A cela viennent s'ajouter des rumeurs selon lesquelles le futur gouvernement américain, Bush ou Kerry, ne serait pas contre un dollar faible pour aider la reprise économique américaine. Plusieurs stops ont été exécutés pendant les deux dernières semaines et le marché est aujourd'hui court dollar. Cette impulsion pourrait voir une envolée de l'euro jusqu'à 1,30 d'ici à la fin de l'année, à moins d'un discours ferme en provenance de plusieurs officiels des deux côtés de l'Atlantique. Pour les investisseurs qui désirent rester positionnés à la hausse dollar mais aimeraient se protéger contre un renversement de tendance durable, plusieurs possibilités existent: l'achat classique de calls EUR/USD, la vente de puts EUR/USD ne faisant qu'améliorer le prix de revient. Des couvertures à coût zéro peuvent aussi être envisagées et consistent à acheter des calls EUR/USD avec «knock out» et à vendre des puts EUR/USD simultanément.

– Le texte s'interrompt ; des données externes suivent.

PR #152, opened 2017-05-27
Box all the things

mweststrate:
First class boxes, references, etc. Should address irregularities related to references, add support for references inside `maybe`, `map`, `array` etc


robinfehr:
awesome - reached that problem just now :)

mattiamanzati:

Enfin, pour des investisseurs plus avertis, une autre stratégie consisterait à acheter des calls EUR/USD tout en minimisant le coût en faisant un pari sur la prime. Petit exemple, au lieu d'acheter un call EUR/USD classique 1,28 à 6 mois, à un coût de 35 000 dollars pour un million d'euros, vous payez aujourd'hui 10 000 dollars pour la même option et 10 000 dollars de plus si l'on touche 1,31 et 1,33 dans les 6 prochains mois, ou 20 000 dollars de plus si l'on touche 1,2400. Toutes ces options de couverture comportent un coût et nous conseillons aux investisseurs d'alléger une partie des positions longues dollar sur des replis vers 1,2550/ 1,2650.